This AI Paper Proposes a Novel Dual-Branch Encoder-Decoder Architecture for Unsupervised Speech Enhancement (SE)

Can a speech enhancer educated solely on actual noisy recordings cleanly separate speech and noise—with out ever seeing paired information? A crew of researchers from Brno University of Technology and Johns Hopkins University proposes Unsupervised Speech Enhancement utilizing Data-defined Priors (USE-DDP), a dual-stream encoder–decoder that separates any noisy enter into two waveforms—estimated clear speech and residual noise—and learns each solely from unpaired datasets (clean-speech corpus and elective noise corpus).
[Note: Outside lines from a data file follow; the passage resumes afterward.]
PR #182, opened 2018-07-04
update flow to 0.75

kevinbarabash:
Now that webapp is using flow 0.75 wonder-blocks should be using the same.  I added a couple of `$FlowFixMe`s.  The ones in action-item.js are confusing b/c we have the exact same code in button-core.js and other files which doesn't raise an error.


jeresig:

Built with commit 196460fbd5533f759e49a6b723db8a2974beccd2

https://deploy-preview-182--wonder-blocks.netlify.com

packages/wonder-blocks-modal/components/focus-trap.js
```diff
@@ -52,19 +52,17 @@ export default class FocusTrap extends React.Component<{children: React.Node}> {
 
     /** Try to focus the given node. Return true iff successful. */
     _tryToFocus(node: Node) {
-        if (typeof node.focus !== "function") {
-            return;
-        }
+        if (node instanceof HTMLElement) {
+            this._ignoreFocusChanges = true;
+            try {
+                node.focus();
```
kevinbarabash: @matchu why would this throw?

matchu: Not sure, copied this from the WAI-ARIA example and sorta took it for granted, sorry! 😅

We don't make any other attempt to check whether this element is focusable, so I imagine this is a safeguard in case the element is non-focusable.

But it seems like today's browsers silently ignore the request instead of throwing, so maybe this was to work around older browsers that aren't in circulation anymore?

PR #183, opened 2018-07-04
update some of tooltip tests to use async/await

kevinbarabash:
Unfortunately I wasn't able to convert all async tests to use async/await.  In particular I couldn't get the tests in tooltip-portal-mounter.test.js to work b/c for some reason `node` wasn't actually mounted.  I do believe that using async/await results in more readable tests so it would be good to figure out why things weren't working in that particular situation.

### DIFF
--- a/packages/wonder-blocks-modal/components/modal-launcher-portal.test.js
+++ b/packages/wonder-blocks-modal/components/modal-launcher-portal.test.js
@@ -6,41 +6,40 @@ import ModalLauncherPortal from "./modal-launcher-portal.js";
 import {ModalLauncherPortalAttributeName} from "../util/constants.js";
 
 describe("ModalPortal", () => {
-    test("Mounts its children in document.body", (done) => {
-        // Once the child mounts, check that it was mounted directly-ish into
-        // `document.body`, and finish the test.
-        const childrenRef = (element) => {
-            if (element) {
-                // Find the nearest parent, disregarding nodes created by
-                // ModalLauncherPortal and by `ReactDOM.render`.
-                let parent = element.parentElement;
-                while (
-                    parent &&
-                    (parent.hasAttribute(ModalLauncherPortalAttributeName) ||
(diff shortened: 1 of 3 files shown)


jeresig:

Built with commit 7381802d1b26689d282c4fc24114eaa1cd369745

https://deploy-preview-183--wonder-blocks.netlify.com

packages/wonder-blocks-modal/components/modal-launcher-portal.test.js
```diff
@@ -6,41 +6,40 @@ import ModalLauncherPortal from "./modal-launcher-portal.js";
...
-                    parent = parent.parentNode;
-                }
-
-                // This nearest parent _should_ be document.body. It definitely
-                // should not be the `data-this-should-not-contain-the-children`
-                // element! That element shouldn't be in the ancestor chain at
-                // all.
-                expect(parent).toBe(document.body);
-                done();
+        if (element) {
```
kevinbarabash: @matchu if there is no `element` should the test fail?

somewhatabstract:
I have some similar changes coming in a PR so we may want to consolidate on some common approaches

kevinbarabash:
@somewhatabstract we can merge your changes first and go from there.

packages/wonder-blocks-modal/components/modal-launcher-portal.test.js
matchu: I think this was because we're effectively treating this as a `componentDidMount` handler, but `ref` is called on both mount and unmount, and we want to ignore the unmount case. Probably would be better to short-circuit if `element` is absent, with a comment explaining why. Sorry for the ambiguity!

kevinbarabash: That makes sense.  I keep forgetting that it's called on unmount as well.

kevinbarabash:
> Looking forward to when we can use async/await in our code!

Me too!

PR #184, opened 2018-07-05
Added some test coverage for the arrow

somewhatabstract:
This adds a little extra testing for the `TooltipTail` component.

Unusually, I have included some testing of internal pieces. This is for two reasons:
1. To validate that our error throwing that will indicate if we missed a placement option is working
1. To boost coverage

Normally I wouldn't do this as external testing should cover all cases, but for maintenance-related code, internal tests are useful.


jeresig:

Built with commit 4969be55401db1e7cf185b56dc556ee7d9dc24ec

https://deploy-preview-184--wonder-blocks.netlify.com

PR #185, opened 2018-07-05
Demonstrate how the Toolbar can be used in ModalTitleBar

scotchfield:
The title id reference might need to change, or at least be accessible for modification through a Tooltip prop. This seems to drop in without much overhead though!


jeresig:

Built with commit ebc7d21aa307acc59c07527fce6601dfd2b10b53

https://deploy-preview-185--wonder-blocks.netlify.com

packages/wonder-blocks-modal/components/modal-title-bar.js
```diff
@@ -25,83 +18,17 @@ type Props = {
...
-            >
-                <View style={styles.titleAndSubtitle}>
-                    {this._renderTitleAndSubtitle()}
-                </View>
-            </View>
-        );
+        const {color, title, subtitle} = this.props;
+
+        // TODO(scottgrant): Set size appropriately using mediaSize.
+        return <Toolbar color={color} title={title} subtitle={subtitle} />;
```
kevinbarabash: I wonder if we even need the `ModalTitleBar` component now.  We could just use `Toolbar` directly.

kevinbarabash:
Coverage went down b/c you removed a file that had good coverage.  That's okay.

packages/wonder-blocks-modal/components/modal-panel.js
```diff
@@ -7,9 +7,9 @@ import {View} from "@khanacademy/wonder-blocks-core";
 
 import ModalCloseButton from "./modal-close-button.js";
 import ModalContent from "./modal-content.js";
-import ModalTitleBar from "./modal-title-bar.js";
 import ModalHeader from "./modal-header.js";
 import ModalFooter from "./modal-footer.js";
+import {Toolbar} from "@khanacademy/wonder-blocks-toolbar";
```
jeresig: 🛑 nit: I'd move this up to be with Color/View and the other things from other modules.

packages/wonder-blocks-modal/components/standard-modal.js
```diff
@@ -5,7 +5,7 @@ import {StyleSheet} from "aphrodite";
 import ModalDialog from "./modal-dialog.js";
 import ModalPanel from "./modal-panel.js";
 import ModalContent from "./modal-content.js";
-import ModalTitleBar from "./modal-title-bar.js";
+import {Toolbar} from "@khanacademy/wonder-blocks-toolbar";
```
jeresig: 🛑 Here, too!

PR #186, opened 2018-07-06
Fixup Tooltip prop docs

somewhatabstract:
This changes all the documentation on props and such to use block (`/** */`) comments instead of line (`//`) comments so that they get picked up by styleguidist.


jeresig:

Built with commit 6d2e6834b08a543362d144ec421fcf13ba839be4

https://deploy-preview-186--wonder-blocks.netlify.com

PR #187, opened 2018-07-06
add eslint rule for event handlers names

kevinbarabash:
Uses [react/jsx-handler-names](https://github.com/yannickcr/eslint-plugin-react/blob/master/docs/rules/jsx-handler-names.md) to check that our event handlers conform to our react style guide guidelines for [event handlers](https://github.com/Khan/style-guides/blob/master/style/react.md#name-handlers-handleeventname).

### DIFF
--- a/packages/wonder-blocks-dropdown/components/multi-select-menu.js
+++ b/packages/wonder-blocks-dropdown/components/multi-select-menu.js
@@ -172,6 +172,7 @@ export default class MultiSelectMenu extends React.Component<Props, State> {
                     disabled={item.disabled}
                     key={item.value}
                     label={item.label}
+                    /* eslint-disable-next-line react/jsx-handler-names */
                     onClick={item.onClick}
                     onToggle={(value, state) =>
                         this.handleSelected(value, state)
--- a/packages/wonder-blocks-modal/components/modal-launcher.js
+++ b/packages/wonder-blocks-modal/components/modal-launcher.js
@@ -71,7 +71,7 @@ export default class ModalLauncher extends React.Component<Props, State> {
         this.setState({opened: true});
     };
 
-    _closeModal = () => {
+    handleCloseModal = () => {
         this.setState({opened: false}, () => {
             this.props.onClose && this.props.onClose();
         });
@@ -80,7 +80,7 @@ export default class ModalLauncher extends React.Component<Props, State> {
     _renderModal() {
         if (typeof this.props.modal === "function") {
             return this.props.modal({
-                closeModal: this._closeModal,
+                closeModal: this.handleCloseModal,
             });
         } else {
             return this.props.modal;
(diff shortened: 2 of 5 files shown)


packages/wonder-blocks-dropdown/components/multi-select-menu.js
```diff
@@ -166,6 +166,7 @@ export default class MultiSelectMenu extends React.Component<Props, State> {
                     disabled={item.disabled}
                     key={item.value}
                     label={item.label}
+                    /* eslint-disable-next-line react/jsx-handler-names */
                     onClick={item.onClick}
```
kevinbarabash: This would not have been a violation if we were doing `onClick={this.props.onClick}`.

jeresig:

Built with commit 6a1d7a7b53b1346653d15ab84cb0becb12086e68

https://deploy-preview-187--wonder-blocks.netlify.com

packages/wonder-blocks-modal/components/modal-launcher.js
```diff
@@ -71,7 +71,7 @@ export default class ModalLauncher extends React.Component<Props, State> {
         this.setState({opened: true});
     };
 
-    _closeModal = () => {
+    handleCloseModal = () => {
```
kevinbarabash: We could change the prefix to `_handle` if we want to, but then we'd have to use `_`s for all handlers which is a bigger change.

matchu: Hmm if we have a style of underscoring private methods anyway, then making the prefix be `_handle` seems appropriate. But I'm not sure that's a style we use consistently, or whether we should…

kevinbarabash: It's not really clear to me what constitutes a private method in a React class. You almost never call a method directly on a React class so should all methods that aren't the constructor, render, or lifecycle methods be marked as private?

matchu: That's how I treat it, yeah :) You sometimes _do_ call methods directly on a React class, via refs, so I suppose that's the only place where the distinction really matters. (I also like it for further distinguishing between custom methods vs lifecycle methods, but I suppose that placement and other IDE tricks can do that just as effectively.)

So yeah, not sure what we want here!

matchu: That's how I treat it, yeah :) You sometimes _do_ call methods directly on a React class, via refs, so I suppose that's the only place where the distinction really matters. I also like it for consistency with how I name things in other JS classes, but we don't have many of those tbh. And I also like it for further distinguishing between custom methods vs lifecycle methods, but I suppose that placement and other IDE tricks can do that just as effectively!

So yeah, not sure what we want here!

kevinbarabash: Our React style guide makes no mention of private methods and the prefix it uses for handlers is `handle` so I think we should go with that for now until there's an ADR to change it.

jeresig: Yeah, I've never been sure why we were doing _ prefixing as it's really hard to dip into the methods of a React class in the first place!

packages/wonder-blocks-dropdown/components/multi-select-menu.js
jeresig: We'd have to pass in the item as well, presumably. Would this be ok: `onClick={() => this.handleClick(item)}`?

wishdasher: The menu doesn't do anything with this `onClick`. It's an optional prop on `SelectItem`, to allow the menu creator to attach something like a conversion to a specific item. Maybe we can have something like
```
handleClick(item) { item.onClick(); }
```

kevinbarabash: Unfortunately the lint rule doesn't handle the `onClick={() => this.handleClick(item)}` format so this rule it easy to get around.  It shouldn't be too hard to update it to handle this case as well.

PR #188, opened 2018-07-06
Add behaviour: Escape key closes active tooltip

somewhatabstract:
This is a pre-cursor to #181.

It does these things:
1. Adds handling of Escape key to hide active tooltip
1. Tidies up the `TooltipAnchor` tests to use `async` and nicer code
1. Moves some things to testing helper functions


jeresig:

Built with commit 3eb723156fee855450755e860af22b9ba9885cca

https://deploy-preview-188--wonder-blocks.netlify.com

packages/wonder-blocks-modal/components/modal-launcher.js
```diff
@@ -125,7 +125,11 @@ class ModalLauncherKeypressListener extends React.Component<{
     }
 
     _handleKeyup = (e: KeyboardEvent) => {
-        if (e.key === "Escape") {
+        const escape = 27;
+        const keyCode = e.which || e.keyCode;
```
kevinbarabash: I thought `which` was only necessary for old versions of IE.

packages/wonder-blocks-modal/components/modal-launcher.js
```diff
@@ -125,7 +125,11 @@ class ModalLauncherKeypressListener extends React.Component<{
     }
 
     _handleKeyup = (e: KeyboardEvent) => {
-        if (e.key === "Escape") {
+        const escape = 27;
```
kevinbarabash: I like this.

packages/wonder-blocks-modal/components/modal-launcher.js
```diff
@@ -125,7 +125,11 @@ class ModalLauncherKeypressListener extends React.Component<{
...
+        const keyCode = e.which || e.keyCode;
+        if (keyCode === escape) {
+            e.preventDefault();
+            e.stopImmediatePropagation();
```
kevinbarabash: Can there be a situation where a tooltip is still active below a modal that's been opened?  I'm guessing that this is defensive.  Can you add a comment about the intent?

packages/wonder-blocks-modal/components/modal-launcher.test.js
```diff
@@ -73,10 +73,10 @@ describe("ModalLauncher", () => {
         wrapper.find("button").simulate("click");
         expect(document.querySelector("[data-modal-child]")).toBeTruthy();
 
-        // Simulate an Escape keypress. This will happen synchronously, because
-        // we're using `dispatchEvent`.
+        // Simulate an Escape keypress.
         const event: KeyboardEvent = (document.createEvent("Event"): any);
         event.key = "Escape";
+        event.which = 27;
```
kevinbarabash: What about `keyCode`?  Also, is `key` still necessary now that we're not checking for it?

packages/wonder-blocks-tooltip/components/tooltip-anchor.js
```diff
@@ -144,6 +146,12 @@ export default class TooltipAnchor extends React.Component<Props, State> {
         // If we changed state, call our subscriber and let them know.
         if (oldState !== newState) {
             this.setState({active: newState});
+
+            if (newState) {
```
kevinbarabash: I wonder if we should use `newActive` and `oldActive`?

packages/wonder-blocks-tooltip/components/tooltip-anchor.js
```diff
@@ -106,6 +105,9 @@ export default class TooltipAnchor extends React.Component<Props, State> {
                 this._handleMouseLeave,
             );
         }
+        if (this.state.active) {
+            document.removeEventListener("keyup", this._handleKeyUp);
+        }
```
kevinbarabash: Good catch.

packages/wonder-blocks-tooltip/components/tooltip-anchor.js
```diff
@@ -163,6 +171,16 @@ export default class TooltipAnchor extends React.Component<Props, State> {
         this._updateActiveState(false, this._focused);
     };
 
+    _handleKeyUp = (e: KeyboardEvent) => {
+        const escape = 27;
+        const keyCode = e.which || e.keyCode;
+        if (keyCode === escape && this.state.active) {
+            e.preventDefault();
+            e.stopImmediatePropagation();
+            this._updateActiveState(false, false);
```
kevinbarabash: This is to prevent the modal from also closing.  Can you add a comment about as to why we do `preventDefault` and `stopImmediatePropagation` here?  Also, why `stopImmediatePropagation` and not `stopPropagation`?

packages/wonder-blocks-tooltip/components/tooltip-portal-mounter.test.js
```diff
@@ -1,6 +1,7 @@
 // @flow
 import * as React from "react";
-import {mount as enzymeMount} from "enzyme";
+
+import {mount, unmountAll} from "../../../utils/testing/mount.js";
```
kevinbarabash: It's too bad enzyme doesn't automatically `unmountAll` after each test.  Thanks for extracting this an pulling it out to a top level.  At some point we may want to make a separate package in the packages/ folder for test helpers like this.  That way we can do:
```
import {mount, unmountAll} from "@khanacademy/wonder-blocks-test-helpers";
```
and even publish it if we wanted to.

packages/wonder-blocks-modal/components/modal-launcher.js
somewhatabstract: I don't think so. From the errors I was seeting, `keyCode` is becoming obsolete in favour of `which`. In the end, I just copied what the modal did.

packages/wonder-blocks-modal/components/modal-launcher.js
somewhatabstract: Not with the changes that make tooltips one at a time. And yes, I can add a comment.

packages/wonder-blocks-modal/components/modal-launcher.test.js
somewhatabstract: This is just a test file, so I wasn't sure. However, note that `keyCode` is obsolete (https://developer.mozilla.org/en-US/docs/Web/API/KeyboardEvent/keyCode).

somewhatabstract: Looks like we should be using `code`. I'll make changes accordingly so that we support things properly.

packages/wonder-blocks-tooltip/components/tooltip-anchor.js
somewhatabstract: This is changing in an upcoming PR (where we add all the delays and things), so I'd wait until after that.

packages/wonder-blocks-tooltip/components/tooltip-anchor.js
somewhatabstract: Sure.

packages/wonder-blocks-tooltip/components/tooltip-portal-mounter.test.js
somewhatabstract: Yeah, I thought the same thing about having a wonder blocks testing package.

There's a lengthy issue on enzyme about why they don't have an `unmountAll`. It has to do with them not knowing what test runner is being used and stuff. I think they could still have the helper and then leave it to us to call it, but they don't.

packages/wonder-blocks-modal/components/modal-launcher.js
somewhatabstract: Changed back to use `e.key`. `which` and `keyCode` are obsolete and/or non-standard, and their replacement `code` is a string. Pretty sure key is what we want.

somewhatabstract: I've added a comment accordingly.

Training enforces that the sum of the 2 outputs reconstructs the enter waveform, avoiding degenerate options and aligning the design with neural audio codec aims.

Why that is essential?
Most learning-based speech enhancement pipelines rely upon paired clear–noisy recordings, that are costly or not possible to gather at scale in real-world situations. Unsupervised routes like MetricGAN-U take away the necessity for clear information however couple mannequin efficiency to exterior, non-intrusive metrics used throughout coaching. USE-DDP retains the coaching data-only, imposing priors with discriminators over impartial clean-speech and noise datasets and utilizing reconstruction consistency to tie estimates again to the noticed combination.
How it really works?
- Generator: A codec-style encoder compresses the enter audio into a latent sequence; that is cut up into two parallel transformer branches (RoFormer) that concentrate on clear speech and noise respectively, decoded by a shared decoder again to waveforms. The enter is reconstructed because the least-squares mixture of the 2 outputs (scalars α, β compensate for amplitude errors). Reconstruction makes use of multi-scale mel/STFT and SI-SDR losses, as in neural audio codecs.
- Priors through adversaries: Three discriminator ensembles—clear, noise, and noisy—impose distributional constraints: the clear department should resemble the clean-speech corpus; the noise department should resemble a noise corpus; the reconstructed combination should sound pure. LS-GAN and feature-matching losses are used.
- Initialization: Initializing encoder/decoder from a pretrained Descript Audio Codec improves convergence and remaining high quality vs. coaching from scratch.
How it compares?
On the usual VCTK+DEMAND simulated setup, USE-DDP stories parity with the strongest unsupervised baselines (e.g., unSE/unSE+ primarily based on optimum transport) and aggressive DNSMOS vs. MetricGAN-U (which immediately optimizes DNSMOS). Example numbers from the paper’s Table 1 (enter vs. techniques): DNSMOS improves from 2.54 (noisy) to ~3.03 (USE-DDP), PESQ from 1.97 to ~2.47; CBAK trails some baselines because of extra aggressive noise attenuation in non-speech segments—according to the express noise prior.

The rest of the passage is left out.